What Value Fund Managers are Buying
The Wall Street Journal has a story on where “smart money” investors are going as stocks continue to fall. I was happy to see Jean-Marie Eveillard of the First Eagle Global Fund on the list. Here’s what he had to say:
Mr. Eveillard has been running money for nearly 50 years, and now at age 68, he plans to retire in March from managing First Eagle Global, which has logged an annualized 11.6% over the past 10 years. Drawing on his experience, he’s asking his analysts to consider that, in a damaged economy, operating profits might fall 30% to 40%. And if so, he’s asking, “Are the stocks we like still reasonably priced?”

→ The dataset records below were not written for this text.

PR #345, opened 2022-07-26
Issue #106: Rewire flow on step deletion

### LINKED ISSUE #106: Be able to delete a step

petersistrom:
Resolves #106

### DIFF
--- a/classes/step.php
+++ b/classes/step.php
@@ -534,8 +534,29 @@ class step extends persistent {
     protected function before_delete() {
         global $DB;
 
+        // Attempt to rewire/connect steps previously linked to this step.
+        $dependents = $this->dependents();
+        $dependencies = $this->dependencies();
+
+        if (count($dependencies) === 1 && count($dependents) === 1) {
+            // 1 input/output. Get new input and output and if valid rewire flow.
+            $inputstep = new step(current($dependencies)->id);
+            $outputstep = new step(current($dependents)->id);
+
+            // Validate new output against new input step.
+            $outputvalid = $inputstep->validate_outputs($dependents);
+
+            // Validate new input against new output step.
+            $inputvalid = $outputstep->validate_inputs($dependencies);
+
+            if ($inputvalid === true && $outputvalid === true) {
+                // New flow valid, update depends on.
+                $outputstep->depends_on($dependencies);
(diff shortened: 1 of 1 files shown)


classes/step.php
```diff
@@ -534,8 +534,29 @@ public function get_export_data(): array {
...
         global $DB;
 
+        // Attempt to rewire/connect steps previously linked to this step.
+        $dependents = $this->dependents();
+        $dependencies = $this->dependencies();
+
+        if (count($dependencies) === 1 && count($dependents) === 1) {
+            // 1 input/output. Get new input and output and if valid rewire flow.
+            $inputstep = new step(current($dependencies)->id);
+            $outputstep = new step(current($dependents)->id);
```
keevan, line 544: Small suggestion to name this to before and after steps, as it is 1:1 and I think it's easier to reason about than input output steps. 

If there were more steps, I would have considered using the terms upstreams (input steps) and downstreams (output steps).

keevan (changes requested):
Changes seem okay. Are you able to please add some unit tests to ensure it is working properly?

I would like to see the following cases:
- simple chain of connector steps, removing a step in the middle will link up the connections.
- an already invalid dataflow, made valid by removing the in between step
- a valid dataflow where the reader step is removed. I'm expecting it to NOT connect the before and after steps, since the dataflow would be in an invalid state.

If there are other cases you can think of, please add a unit test for them as well.

Thanks @petersistrom

classes/step.php
```diff
@@ -534,8 +534,29 @@ public function get_export_data(): array {
...
+
+            // Validate new output against new input step.
+            $outputvalid = $inputstep->validate_outputs($dependents);
+
+            // Validate new input against new output step.
+            $inputvalid = $outputstep->validate_inputs($dependencies);
+
```
keevan, line 551: I would add a high comment here, such as "The before and after steps will be rewired together only if the resulting dataflow is valid after the changes". 

Please go with what you think would work best.

PR #348, opened 2022-07-26
Issue #45: Wait step

### LINKED ISSUE #45: Have a 'wait' connector
This is configured with an expression, probably an strtotime, and it will simply pause execution and then resume at that time. Probably needs to set the workflow into a blocked state and stop execution and queue up an adhoc task to resume it.

jaypha:
Resolves #45.
Add connector_wait class.

### DIFF
--- a/tests/tool_dataflows_connector_wait_test.php
+++ b/tests/tool_dataflows_connector_wait_test.php
@@ -1,0 +1,81 @@
+<?php
+// This file is part of Moodle - https://moodle.org/
+//
+// Moodle is free software: you can redistribute it and/or modify
+// it under the terms of the GNU General Public License as published by
+// the Free Software Foundation, either version 3 of the License, or
+// (at your option) any later version.
+//
+// Moodle is distributed in the hope that it will be useful,
+// but WITHOUT ANY WARRANTY; without even the implied warranty of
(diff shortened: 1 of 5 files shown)


keevan (changes requested):
```
/home/runner/work/moodle-tool_dataflows/moodle-tool_dataflows/moodle/admin/tool/dataflows/classes/local/step/connector_wait.php
    Line 29: Function connector_wait::form_define_fields is not documented
```

tests/tool_dataflows_connector_wait_test.php
```diff
@@ -0,0 +1,83 @@
...
+        return $dataflow;
+    }
+
+    /**
+     * Tests connector_wait
+     *
+     * @covers \tool_dataflows\local\step\connector_wait
+     */
+    public function test_wait() {
+        $timesec = 5;
```
brendanheywood, line 72: tune to 2 to make tests faster?

keevan:
Thanks for adding the tests, there's one extra small thing, but otherwise I'm happy to merge this.
```
tests/tool_dataflows_connector_wait_test.php:57:38: error - Multi-line array contains a single value; use single-line array instead
```

PR #369, opened 2022-07-28
Issue #231: Escape inputs to dot cli

### LINKED ISSUE #231: Make sure anything calling the dot cli to generate the visual flows, is sanitised input
Currently it can be escaped and has the potential to call and execute arbitrary commands.

petersistrom:
Resolves #231

### DIFF
--- a/classes/dataflow.php
+++ b/classes/dataflow.php
@@ -558,7 +558,8 @@ class dataflow extends persistent {
 
             $styles = '';
             foreach ($finalstyles as $key => $value) {
-                // TODO escape all attributes correctly.
+                // Escape all attributes correctly.
+                $value = addslashes($value);
                 $styles .= "$key =\"$value\", ";
             }
             trim($styles);
--- a/classes/step.php
+++ b/classes/step.php
@@ -765,6 +765,7 @@ class step extends persistent {
      * @return     string
      */
     public function get_dotscript($contentonly = false): string {
+        $this->name = addslashes($this->name);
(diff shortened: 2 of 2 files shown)


petersistrom:
Naming a step with a xss polyglot such as 
`jaVasCript:/*-/*`/*\`/*'/*"/**/(/* */oNcliCk=alert() )//%0D%0A%0d%0a//</stYle/</titLe/</teXtarEa/</scRipt/--!>\x3csVg/<sVg/oNloAd=alert()//>\x3e`
Causes a syntax error and breaks the dataflow, escaping the input using addslashes() resolves the error
image

classes/dataflow.php
```diff
@@ -558,7 +558,8 @@ public function get_dotscript(): string {
 
             $styles = '';
             foreach ($finalstyles as $key => $value) {
-                // TODO escape all attributes correctly.
+                // Escape all attributes correctly.
+                $value = addslashes($value);
```
brendanheywood, line 562: I doubt this escaping is correct, but even assuming it is I think there should be an escape_dot method so it is all in one place if we do need to improve it later

classes/step.php
```diff
@@ -765,6 +765,7 @@ public function has_side_effect(): bool {
      * @return     string
      */
     public function get_dotscript($contentonly = false): string {
+        $this->name = addslashes($this->name);
```
brendanheywood, line 768: This is changing the name in place, I think the dot escaping should only affect the dot output and the escaping shouldn't accidentally leak to somewhere else

PR #371, opened 2022-07-28
Issue #341: Include checks for graphviz dot dependency

### LINKED ISSUE #341: Declare graphviz dependency properly
Tasks:
* [x] On the main dataflows page show a warning if the dot path isn't a readable file
* [x] Show this on the admin settings page too
* [x] Whenever an image would have been shown, instead show a boilerplate fallback svg or images, or even just a plain red square or something rather than a raw error

---

Moodle: MOODLE_311_STABLE
Dataflows: MOODLE_35_STABLE 
as of today

This occurs on admin/tool/dataflows/view.php?id=1

```
Exception - failed to execute cmd: "dot -Tsvg". stderr: `sh: dot: command not found `

[More information about this error](http://docs.moodle.org/311/en/error/moodle/generalexceptionmessage)

Debug info:
Error code: generalexceptionmessage×Dismiss this notification
Stack trace:
line 105 of /admin/tool/dataflows/classes/visualiser.php: Exception thrown
line 331 of /admin/tool/dataflows/classes/visualiser.php: call to tool_dataflows\visualiser::generate()
line 68 of /admin/tool/dataflows/view.php: call to tool_dataflows\visualiser::display_dataflows_view_page()
×Dismiss this notification
```

As it turns out RTFM => graphviz must be installed.

Can it be declared in an environment.xml like this - https://github.com/maths/moodle-qtype_stack/blob/master/environment.xml ?

jaypha:
Resolves #341 

Display warnings if dot not available.
Show alternate icon to dot images.

### DIFF
--- a/classes/dataflows_table.php
+++ b/classes/dataflows_table.php
@@ -79,8 +79,16 @@ class dataflows_table extends \table_sql {
      * @return string
      */
     public function col_preview(\stdClass $record): string {
+        global $OUTPUT;
         $imgurl = new \moodle_url('/admin/tool/dataflows/visual.php', ['id' => $record->id, 'type' => 'png']);
-        $img = \html_writer::img($imgurl, "Dataflow #{$record->id} visualisation", ['height' => '30px', 'class' => 'lightbox']);
+        if (helper::is_graphviz_dot_installed()) {
+            $img = \html_writer::img($imgurl, "Dataflow #{$record->id} visualisation", ['height' => '30px', 'class' => 'lightbox']);
+        } else {
+            $img = $OUTPUT->render(
+                new \pix_icon(helper::GRAPHVIZ_ALT_ICON,
+                get_string('preview_unavailable', 'tool_dataflows'))
+            ) . get_string('preview_unavailable', 'tool_dataflows');
+        }
         $dataflowstepsurl = new \moodle_url('/admin/tool/dataflows/view.php', ['id' => $record->id]);
         return \html_writer::link($dataflowstepsurl, $img);
     }
--- a/classes/helper.php
+++ b/classes/helper.php
@@ -35,6 +35,12 @@ class helper {
     /** String used to indicate the dataroot directory. */
     public const DATAROOT_PLACEHOLDER = '[dataroot]';
 
+    /** Alternate icon to display if Graphviz is not available. */
+    public const GRAPHVIZ_ALT_ICON = 'i/incorrect';
+
+    /** Location of the dependency section of the readme. */
+    public const README_DEPENDENCY_LINK = 'https://github.com/catalyst/moodle-tool_dataflows#dependencies';
+
     /** @var null|bool Is this Windows?  */
     protected static $iswindows = null;
 
@@ -185,5 +191,20 @@ class helper {
         }
 
         return false;
+    }
+
+    /**
+     * Determines if the Graphviz dot program can be accessed.
+     *
+     * @return bool
+     */
+    public static function is_graphviz_dot_installed(): bool {
+        global $CFG;
+        if (!empty($CFG->pathtodot)) {
+            return is_executable($CFG->pathtodot);
+        }
+
+        // Don't know where dot is, so look for it.
+        return !empty(shell_exec('which dot'));
     }
 }
--- a/classes/visualiser.php
+++ b/classes/visualiser.php
@@ -73,24 +73,31 @@ class visualiser {
      * @author     Kevin Pham <kevinpham@catalyst-au.net>
      */
     public static function generate(string $dotscript, ?string $type = 'svg') {
-        global $CFG;
+        global $CFG, $OUTPUT;
+
+        if (!helper::is_graphviz_dot_installed()) {
+            return $OUTPUT->render(
+                new \pix_icon(helper::GRAPHVIZ_ALT_ICON,
+                    get_string('preview_unavailable', 'tool_dataflows'))
+            ) . get_string('preview_unavailable', 'tool_dataflows');
+        }
 
         $descriptorspec = [
-           // The stdin is a pipe that the child will read from.
-           0 => ['pipe', 'r'],
-           // The stdout is a pipe that the child will write to.
-           1 => ['pipe', 'w'],
-           // The stderr is a pipe that the child will write to.
-           2 => ['pipe', 'w'],
+            // The stdin is a pipe that the child will read from.
+            0 => ['pipe', 'r'],
+            // The stdout is a pipe that the child will write to.
+            1 => ['pipe', 'w'],
+            // The stderr is a pipe that the child will write to.
+            2 => ['pipe', 'w'],
         ];
 
         $cmd = (!empty($CFG->pathtodot) ? $CFG->pathtodot : 'dot') . ' -T' . $type;
         $process = proc_open(
-          $cmd,
-          $descriptorspec,
-          $pipes,
-          sys_get_temp_dir(),
-          ['PATH' => getenv('PATH')]
+            $cmd,
+            $descriptorspec,
+            $pipes,
+            sys_get_temp_dir(),
+            ['PATH' => getenv('PATH')]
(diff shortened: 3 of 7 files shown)


classes/visualiser.php
```diff
@@ -73,45 +73,52 @@ public static function breadcrumb_navigation(array $crumbs) {
...
-          ['PATH' => getenv('PATH')]
-        );
+        global $CFG, $OUTPUT;
+
+        if (!helper::is_graphviz_dot_installed()) {
+            return $OUTPUT->render(
+                new \pix_icon(helper::GRAPHVIZ_ALT_ICON,
+                get_string('no_dot_installed_short', 'tool_dataflows'))
+            );
+        } else {
```
keevan, line 83: This else block is unnecessary due to the early return. Also caused a bunch of changes to appear in the PR which weren't relevant.

classes/helper.php
```diff
@@ -173,4 +176,19 @@ public static function is_filepath(string $path): bool {
...
+     * @return bool
+     */
+    public static function is_graphviz_dot_installed(): bool {
+        global $CFG;
+        if (!empty($CFG->pathtodot)) {
+            return is_executable($CFG->pathtodot);
+        } else {
+            // Don't know where dot is, so look for it.
+            return !empty(shell_exec('which dot'));
+        }
```
keevan, line 192: Please remove the unnecessary else block, due to the early return in the if block.

lang/en/tool_dataflows.php
```diff
@@ -207,6 +207,8 @@
 $string['path_invalid'] = 'Path "{$a}" is not permitted.';
 $string['path_not_absolute'] = 'Path "{$a}" is not an absolute path.';
 $string['unknown_placeholder'] = 'Placeholder "{$a}" is not recognised.';
+$string['no_dot_installed'] = 'No valid path to Graphviz dot found (Have you installed it?).';
```
keevan, line 210: A link to the repository dependency section would be useful here.

e.g. describe the problem that occurred, then show an action so they can fix it.

settings.php
```diff
@@ -39,6 +39,18 @@
         new moodle_url('/admin/tool/dataflows/index.php'));
 
     if ($ADMIN->fulltree) {
+
```
keevan, line 42: Can you remove the extra whitespace here.

keevan (commented):
Are you able to also add some screenshots to the PR so I know how it looks?

Thanks Jason.

lang/en/tool_dataflows.php
```diff
@@ -207,6 +207,8 @@
...
+$string['no_dot_installed_short'] = 'Graphviz not found';
```
keevan, line 211:
```suggestion
$string['no_dot_installed_short'] = 'Graphviz not installed';
```
Or perhaps this would be clearer?
```suggestion
$string['no_dot_installed_short'] = 'Graphviz not installed - dot unavailable';
```

jaypha: It could be that the specified path is wrong.

jaypha:
The main message.
Screenshot from 2022-07-28 15-27-43
The alternate icons
Screenshot from 2022-07-28 15-28-15
The step chooser with name printed next to the icon.
Screenshot from 2022-07-28 15-28-41

lang/en/tool_dataflows.php
jaypha: done

classes/visualiser.php
jaypha: done

classes/helper.php

settings.php
jaypha: done

lang/en/tool_dataflows.php
keevan: Would you be able to make this clearer so the user can tell whether or not they need to install it, or need to fix the path. I think that would be the sweet spot.

classes/dataflows_table.php
```diff
@@ -79,8 +79,16 @@ public function make_columns(): void {
...
+        global $OUTPUT;
         $imgurl = new \moodle_url('/admin/tool/dataflows/visual.php', ['id' => $record->id, 'type' => 'png']);
-        $img = \html_writer::img($imgurl, "Dataflow #{$record->id} visualisation", ['height' => '30px', 'class' => 'lightbox']);
+        if (helper::is_graphviz_dot_installed()) {
+            $img = \html_writer::img($imgurl, "Dataflow #{$record->id} visualisation", ['height' => '30px', 'class' => 'lightbox']);
+        } else {
+            $img = $OUTPUT->render(
+                new \pix_icon(helper::GRAPHVIZ_ALT_ICON,
+                get_string('no_dot_installed_short', 'tool_dataflows'))
+            );
```
keevan, line 90: Instead of displaying just a :exclamation: , could we have supporting text? This helps with accessibility and generally is better than assuming the user will hover over the img to see the tooltip.

image

image

Perhaps something like, "Preview unavailable"

classes/visualiser.php
```diff
@@ -140,6 +147,16 @@ public static function display_dataflows_table(dataflows_table $table, \moodle_u
...
         echo $output->heading($pageheading);
 
+        if (!helper::is_graphviz_dot_installed()) {
+            \core\notification::warning(
+                get_string('no_dot_installed', 'tool_dataflows') . ' ' .
+                \html_writer::link(
+                    helper::GRAPHVIZ_DOWNLOAD_LINK,
+                    get_string('download_graphviz', 'tool_dataflows')
+                )
+            );
```
keevan, line 157: image

I am of the opinion that third party dependencies for the plugin, e.g. graphviz, should instead be referenced from the latest version of our readme, instead of directly from the error / warning.

Reasons:
- The link might become outdated or changed later on, the user will then be redirected to a broken page, even if we have properly updated it in our readme.
- The plugin readme (since it's hosted on github) should be long standing and up to date, so referencing the dependency here and where to update/download it the ideal middle layer (though I understand the simplicity of going straight to the vendor)
- There might be additional instructions for setting it up, _especially_ to work with our plugin. In this particular instance, it probably isn't too important, but I still believe it's good to have this be standard behaviour for dependencies listed.

I do think the wording can be updated, which falls under the lang string section but since it's related I'll put it here also.

Currently it is:
> No valid path to Graphviz dot found (Have you installed it?). Download Graphviz here.

The suggested version might look like so:
> A dependency "dot" could not be found. View dependencies and installation instructions **here**.

And the link would be either the [dataflows github repository](https://github.com/catalyst/moodle-tool_dataflows), or the [moodle plugins directory](http://moodle.org/plugins). Since this is unpublished, it would lean towards the former.

keevan (changes requested):
I think overall the patch looks good. There are few suggestions which should make things clearer for the user to action.

jaypha:
Screenshot from 2022-07-29 16-53-07

jaypha:
Screenshot from 2022-07-29 16-54-02

jaypha:
I decided to remove the images here altogether (when Graphviz is unavailable), because it was getting too complicated otherwise).

Screenshot from 2022-07-29 16-54-16

classes/dataflows_table.php
jaypha: New screenies follow.

classes/visualiser.php
jaypha: New screenies below.

keevan:
Thanks Jason. Those changes do seem better. I'm a bit on the fence about https://github.com/catalyst/moodle-tool_dataflows/pull/371#issuecomment-1198944324

Do you think this message as shown here: https://github.com/catalyst/moodle-tool_dataflows/pull/371#issuecomment-1198944146 should also be put on the details page as well? From a user perspective I would have liked the main "preview unavailable" shown to also mention something about a dependency being missing, even specifically "dot". There's currently no direct correlation between the two and I think there should be, for the user's awareness.

keevan (approved):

That’s certainly the case in Japan, Mr. Eveillard finds. His fund now has about 30% of its equity positions in Japan, because Japan has gone through what the U.S. is now dealing with, and many Japanese companies are stronger for it. In the U.S. he has been buying American Express Co. (NYSE:AXP), “though we were too soon” as the stock has been dropping.
One thing I like about Eveillard is that he distinguishes himself from other value investors by sometimes taking positions that are influenced by macro-economic condition, for example - he’s a big proponent of gold. At this price, American Express certainly looks interesting and it’s on a shortlist of companies that I’ve been researching.
The rest of the value managers listed in the article read as a Who’s Who of Vale Investing for mutual funds. There’s Robert Rodriguez, Wally Weitz, David Winters, Bill Freiss, and Tom Marisco. To be honest, I wasn’t very familiar with the last two investors, but their long term annualized performance is strong and they are worth looking into.

A unifying theme that I saw was constant with these investors was the acquisition of companies that have tons of cash.
From Robert Rodriguez:
Yet amid this month’s violent moves, he began buying again for the first time in nearly a year. He wants market leaders with pristine balance sheets. Example: oil-field services firm Ensco (NYSE:ESV)International Inc., which has more cash than debt. Stocks he likes, Mr. Rodriguez says, “will make it through to the other side of this crisis.”
And Wally Weitz:
Instead, his Weitz Value is opting for Microsoft (NYSE:MSFT), whose once-lofty stock has tumbled. Now, it sports a thrifty price-earning s multiple of less than 12. “It’s safe and has a fortress balance sheet,” Mr. Weitz says.
As we look for companies holding large cash hordes, you’re going to want to look at the management behind the company and ask “Are they good allocators of capital?” If they’re not, that cash could be wasted, try using a discount rate when you see cash.
I’m also pretty astounded by how bad performance has been YTD with all of these funds. However, most of the managers on the list would probably identify themselves as value investors, which can produce some lumpy results. With stocks at a multi-year low though, their bargain hunting prowess should be well rewarded in the years to come — meaning it might be a good time for mutual fund investors.